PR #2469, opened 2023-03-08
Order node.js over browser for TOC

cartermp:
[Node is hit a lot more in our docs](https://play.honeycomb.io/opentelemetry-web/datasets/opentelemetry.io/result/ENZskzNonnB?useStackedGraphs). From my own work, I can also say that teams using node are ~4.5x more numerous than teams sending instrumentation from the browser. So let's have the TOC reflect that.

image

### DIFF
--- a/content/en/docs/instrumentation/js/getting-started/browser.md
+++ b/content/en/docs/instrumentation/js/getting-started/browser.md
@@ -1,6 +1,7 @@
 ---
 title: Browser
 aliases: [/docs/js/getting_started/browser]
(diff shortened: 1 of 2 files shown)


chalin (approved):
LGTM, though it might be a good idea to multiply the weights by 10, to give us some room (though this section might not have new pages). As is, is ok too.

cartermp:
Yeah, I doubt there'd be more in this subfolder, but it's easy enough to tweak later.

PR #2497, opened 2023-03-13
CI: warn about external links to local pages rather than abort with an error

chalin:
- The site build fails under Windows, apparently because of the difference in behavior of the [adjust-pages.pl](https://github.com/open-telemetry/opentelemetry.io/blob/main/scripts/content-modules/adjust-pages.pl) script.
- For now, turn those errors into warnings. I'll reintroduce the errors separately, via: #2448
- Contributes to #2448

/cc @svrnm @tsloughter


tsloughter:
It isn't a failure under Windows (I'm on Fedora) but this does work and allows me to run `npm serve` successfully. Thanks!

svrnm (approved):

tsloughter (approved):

□ □ □ □ □

» **Work instructions**
If a line contains the word "under", it counts; say how many such lines the records hold, and give only that number.

» **Task solution**
2